August 18, 2011

Kantai Kessen

As I mused previously, we human beings have a hard time believing anything we're not predisposed to believe until we are forced to believe it. By the same token, we have a hard time not believing what we used to believe—when the evidence turns against it—until we are forced to stop believing it.

This is no more true than the military doctrine of Kantai Kessen, that doomed the Japanese navy almost from the start the Pacific War (and that ironically owes a great deal to Alfred Thayer Mahan, a U.S. Navy officer and historian).

Kantai Kessen posited a winner-take-all contest between battleships that would result in uncontested command of the seas. The problem was, Nimitz declined to engage in such a contest, and the one man capable of shifting strategies with the tides of war, Admiral Isoroku Yamamoto, was killed in 1943.

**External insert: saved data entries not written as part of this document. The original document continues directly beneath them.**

PR #496, opened 2016-02-21
Share and share alike

coreyfloyd:
https://phabricator.wikimedia.org/T107074

Revamp of sharing across the app…

This was a bit messy but I did my best to implement this following some basic principles: Predictable, Contextual, Simple

In essence we have 3 contexts for sharing:

## 1. Tap Share on an Article
Easy and the biggest use case. In this case we want to share the page url and the title of the article. This also enables adding to the reading list and opening in Safari. 

Of note, we are not sharing the selected text, if any. Rationale: for one no other apps connect selected text with the tool bar button. This includes safari and medium. Sharing selected text is solely done from the copy/paste menu. This makes sense since the button and text are separated in space. Secondly, this greatly simplifies the process of sharing by being more contextual. 

## 2. Select text and Share
This actually has 2 sub-cases
### a. Share the selected text
This is enabled via the standard UIWebview text selection menu item "Share…"
### b. Share-A-Fact™
This is our custom handler… we add a menu item (and name it "Share-A-Fact" to differentiate it) The user is presented with a preview, then after confirming the standard share sheet is shown. This is essentially the pre-existing behavior except the share as text option is removed as it is taken care of in case 2.a.

## 3. Tap Share on an Image
This is new! A sharing button is added to the image gallery to allow users to share the specific image thy are looking at. When possible, the info page URL is also provide for licensing information.

## Other Share A Fact Notes
Overall this flow seems pretty natural. But definitely affects Share-A-Fact in a couple ways.

1. One fall out of this flow is that Share-A-Fact only ever uses text that was selected by the user. In the current production app, it is possible to make a share card with automatically extracted text, which when
you think about it is not a good idea. Share a fact is about composing an image and quote - auto filling in the text is antithetical to this.

2. Share-A-Fact is now only available via the text selection menu. This seems to be best as it is the most contextual place to put it, but text selection is a relatively rare action. 

At first I tried to make a share a fact activity for the share sheet, but this was clunky. Doing this the workflow was:
1. Tap Share
2. Show Share Sheet
3. Tap Share A Fact activity
4. Show Share A Fact Preview
5. Tap Share As Image
6. Show Share Sheet
7. Select the sharing service

This big problem here is that the Share Sheet was shown twice. That was just awkward, which lead me to the current implementation.

Some things we need to do to get this in the app:
- [x] Agree on share a fact implementation
- [x] Add properly sized share image
- [x] Discus image sharing / attribution

NOTE: This pr also this fixes a bug where the photo owner button in the gallery was untappable. 

Some previews…

Standard Article Sharing
---
screenshot 2016-02-21 00 48 58

Gallery Overlay (share button up top)
---
screenshot 2016-02-21 00 48 58 2

Gallery Share Sheet
---
screenshot 2016-02-21 00 48 59

Text Selection Menu
---
screenshot 2016-02-21 00 49 01

Share A Fact Preview
---
screenshot 2016-02-21 00 49 04

Share A Fact Share Sheet
---
screenshot 2016-02-21 00 52 30


nirzar:
@coreyfloyd hey, there seems to be a lot of design considerations here. is this somewhere on Phab where we can discuss?

coreyfloyd:
@nirzar I inserted the phab card at the top. Yeah - this needs some discussion -  I did what seems to make the most sense in each context.  But there are some things to to hash out for sure.

montehurd:
oh man, this is great!

coreyfloyd:
@nirzar ^ updated with the updated suggestions from the meeting: 
screenshot 2016-02-24 16 27 31
screenshot 2016-02-24 16 27 27

coreyfloyd:
@nirzar can you serve up a share icon? (we can't use the built in one here - it can only be used in toolbars)

bgerstle:
image

bgerstle:
:+1: looks good! now we just need an "Open in Wikipedia" extension to go from safari to the app :wink:

jtminor:
Okay, still not a fan of last minute risk here, but I'm over it.

I pulled this and couple small details I noticed:
 - Please label highlighted text option as "Share-a-fact"
 - There seems to be inconsistency in formatting of text strings. When "sharing as text" (highlight->share->share as text) to email, I don't see the wprov=sfti1 parameter. I'm not sure how this variable is being used, but I think we should be consistent about any tracking of inbounds from shares we produce. Suggest we add this param to any share string.

bgerstle:
@montehurd ball's in your court :basketball:

montehurd:
One last small issue.

**Email from toolbar** (has string regression - see next image)
img_1718

**Email from sharing by share a fact**
img_1719

coreyfloyd:
@montehurd no italics… just text now

montehurd:
To be clear, the regression is...

`https://en.wikipedia.org/wiki/Halo_wars?wprov=sfti1`
`<i>Halo wars</i>`

Which should be this...

`"Halo wars" on @Wikipedia:`
`https://en.wikipedia.org/wiki/Halo_wars?wprov=sfti1`

(html is stripped and `"#title#" on @Wikipedia:` comes on line before url)

Confirmed with Josh.

coreyfloyd:
@montehurd ahh - ok - read that backwards…

montehurd:
Woohoo! :+1:

bgerstle:
:shipit:

PR #498, opened 2016-02-21
Add multiple picture of the day sections

coreyfloyd:
Couldn't find a ticket for this, but know we have discussed it… so I made one:
https://phabricator.wikimedia.org/T127662

In case you were wondering… Tasha is out of town for the week. Too much free time.


montehurd:
Ya I was wondering :) Glad you found some fun ones!

PR #500, opened 2016-02-21
Long pending icon fixes

nirzar:
The icons have gone through a lot because of different times we added them. now that the scope is finalized, i have refined the icons on single grid. 

- Pixel pushing the mini icons
- Figured out wrong names in two places
- Updated trending icon
- Quick actions icon are pixel fitted


nirzar:
image
Quick action icons are all line icons with widths matched
------------------------------------
Earlier mini icons were
Random - filled
featured - filled
nearby - line
potd - line

Now all of them are filled because they need some weight on the side of the header.
The styles match.
---------
The main page of wikipedia was using featured icon. now it uses the wikipedia layout icon
---------
The color code for custom grey was wrong. 
---------

PR #502, opened 2016-02-22
Fix app shortcut showing black screen of death or doing nothing

coreyfloyd:
When we moved the "app resume logic" to work on the didenterforeground notification, that inadvertently caused the "processshortcutitem" logic to run before the shortcut was ever delivered to the app.
This caused unpredictable behavior.

In the end, this is much cleaner and gets the shortcut processing out of the main resume logic - and removed 2 ivars…


bgerstle:
:-1: only partially fixes the issue. shortcuts work while the app is running, but nothing happens when a shortcut is used to **launch** the app.

coreyfloyd:
@bgerstle doh

bgerstle:
:+1: works! @coreyfloyd verified data migration, i also checked (among other things):

- Opening an article
- Quitting the app
- Launching via "Search" shortcut item
- :white_check_mark: App launched to search view
- :white_check_mark: Dismissing search revealed the last open article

Thereafter, all Kantai Kessen achieved was the systematic destruction of the Japanese navy as scarce military resources were mustered to create one "decisive" contest after the next. This only allowed the U.S. navy to dominate each increasingly lopsided battle and eat away at conveniently concentrated Japanese assets.

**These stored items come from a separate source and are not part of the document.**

PR #503, opened 2016-02-22
T124820: Table of contents close button

nirzar:
- [x] Add close button and tap action
- [x] Align it on portrait and landscape on iPhone and iPad
- [x] add accessibility label and hints

### DIFF
--- a/Wikipedia/Code/WMFTableOfContentsPresentationController.swift
+++ b/Wikipedia/Code/WMFTableOfContentsPresentationController.swift
@@ -21,10 +21,11 @@ public class WMFTableOfContentsPresentationController: UIPresentationController 
     public var minimumVisibleBackgroundWidth: CGFloat = 60.0
     public var maximumTableOfContentsWidth: CGFloat = 300.0
     public var closeButtonPadding: CGFloat = 10.0
+    public var statusBarEstimatedHeight: CGFloat = 20.0
     
     // MARK: - Views
     lazy var statusBarBackground: UIView = {
-        let view = UIView(frame: CGRect(x: CGRectGetMinX(self.containerView!.bounds), y: CGRectGetMinY(self.containerView!.bounds), width: CGRectGetWidth(self.containerView!.bounds), height: 20.0))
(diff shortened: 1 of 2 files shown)


nirzar:
simulator screen shot feb 22 2016 1 35 34 pm

coreyfloyd:
@nirzar why not upper left? Its not idiomatic for the platform to have a close button in the bottom left.

nirzar:
@coreyfloyd your finger is already at bottom right now as you pressed the toc on bottom; if not used the swipe gesture but gesture person uses gestures to dismiss too. _sounds like a twisted logic. _

But I don't have strong opinion on this.

coreyfloyd:
@nirzar yeah - i think the thumb reach would be applicable if we didn't have the gesture. Since we have the gesture though, it serves basically the same purpose - makes it easy to close the ToC without having to awkwardly reach the upper left.

When Apple started making screens that were too big for people to reach the upper left, they introduced the swipe back gesture - what they didn't do was move the "back" button to the bottom left. I think they felt that the upper left back button was sacred… because that was such a strong well understood behavior (upper left always gets you back to where you started).

hhanke:
@nirzar @coreyfloyd I think from the accessibility standpoint of view, top left corner would be better than bottom left corner. This is where users will be expecting it and with people with disabilities, you can never assume that they will see the whole screen at once (e.g. blind VoiceOver users only "see" (hear) the current item and nothing else, Zoom users only see one section of the screen etc.) Finally, I think that even for healthy users it is easier to notice at the more usual place.

I also see the rationale for placing it where you put it, but maybe that is solved by the gesture (or even tap outside) as @coreyfloyd suggests.

In any case, it will be a great improvement! Thank you very much!

bgerstle:
sorry @nirzar, looks like you're outnumbered. I side with @coreyfloyd and @hhanke as well. please move to top left.

nirzar:
moved to top!

coreyfloyd:
:+1:

PR #504, opened 2016-02-22
Pull to refresh is here

nirzar:
- Added refresh to scrollview of webview
- Hooked up original refresh action
- Removed the refresh from toolbar

NOTE: refresh button was never meant for article toolbar. this is almost a regression issue over the app store version.


Wikipedia/Code/WMFArticleViewController.m
```diff
@@ -705,6 +710,7 @@ - (void)fetchArticleForce:(BOOL)force {
 
 - (void)fetchArticle {
     [self fetchArticleForce:YES];
+    [_pullToRefresh endRefreshing];
```
bgerstle: shouldn't refresh stay visible until article finishes being downloaded?

Wikipedia/Code/WMFArticleViewController.h
```diff
@@ -32,6 +32,7 @@ NS_ASSUME_NONNULL_BEGIN
 
 @property (nonatomic, strong, readonly) MWKTitle* articleTitle;
 @property (nonatomic, strong, readonly) MWKDataStore* dataStore;
+@property (nonatomic, strong, readonly) UIRefreshControl* pullToRefresh;
```
bgerstle: need to remove `refreshToolbarItem` getter method as well

Wikipedia/Code/WMFArticleViewController.m
nirzar: When the refresh is ended the progress bar takes over and hence there is no need for showing the  activity indicator.

coreyfloyd:
:+1:

PR #505, opened 2016-02-22
Refactor Wikipedia Zero testing into tweak

bgerstle:
Implemented as part of testing "Rate the App" fixes (#493), and liked it so much I figured we should keep it.  The category only exists because using the same Tweak in two places is poorly documented and I can't find an example, so I decided to do it manually.

### DIFF
--- a/Wikipedia/Code/FBTweak+WikipediaZero.m
+++ b/Wikipedia/Code/FBTweak+WikipediaZero.m
@@ -1,0 +1,36 @@
+//
+//  FBTweak+WikipediaZero.m
+//  Wikipedia
+//
+//  Created by Brian Gerstle on 2/22/16.
+//  Copyright © 2016 Wikimedia Foundation. All rights reserved.
+//
+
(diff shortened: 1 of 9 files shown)


coreyfloyd:
Nice 💪💪

Wikipedia/Code/FBTweak+WikipediaZero.m
```diff
@@ -0,0 +1,36 @@
...
+//  Wikipedia
+//
+//  Created by Brian Gerstle on 2/22/16.
+//  Copyright © 2016 Wikimedia Foundation. All rights reserved.
+//
+
+#import "FBTweak+WikipediaZero.h"
+#import <Tweaks/FBTweakInline.h>
+
+static NSString* const WMFWikipediaZeroHeaderTweakIdentifier = @"org.wikimedia.wikipedia.tweaks.networking.zero.fakezeorheaders";
```
montehurd: @bgerstle typo in `fakezeorheaders`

Kantai Kessen reached its apotheosis during the Battle of the Philippine Sea, an engagement so one-sided that American airmen called it "The Great Marianas Turkey Shoot." Ten months later, in the Battle of the East China Sea, the Yamato, the largest battleship ever built, was destroyed in a few hours by carrier aircraft.


The Japanese military leaders couldn't stop believing in Kantai Kessen because it had proved so effective during the Russo-Japanese War.

Or at least they thought it had.

The Japanese navy did indeed crush the Russian fleet at the Battle of Tsushima in 1905, compelling the Russians to sue for peace. The brilliant Admiral Heihachiro Togo twice executed the classic naval maneuver known as "crossing the T," positioning every ship in his fleet to fire full broadsides at the enemy.

The "underdog" victory was hailed around the world (despite the fact that it began with a "sneak attack"), and the Japanese government was quick to believe its own press, conveniently forgetting that the land war going on at the same time had been anything but decisive, with the Japanese infantry taking as many casualties as the Russians.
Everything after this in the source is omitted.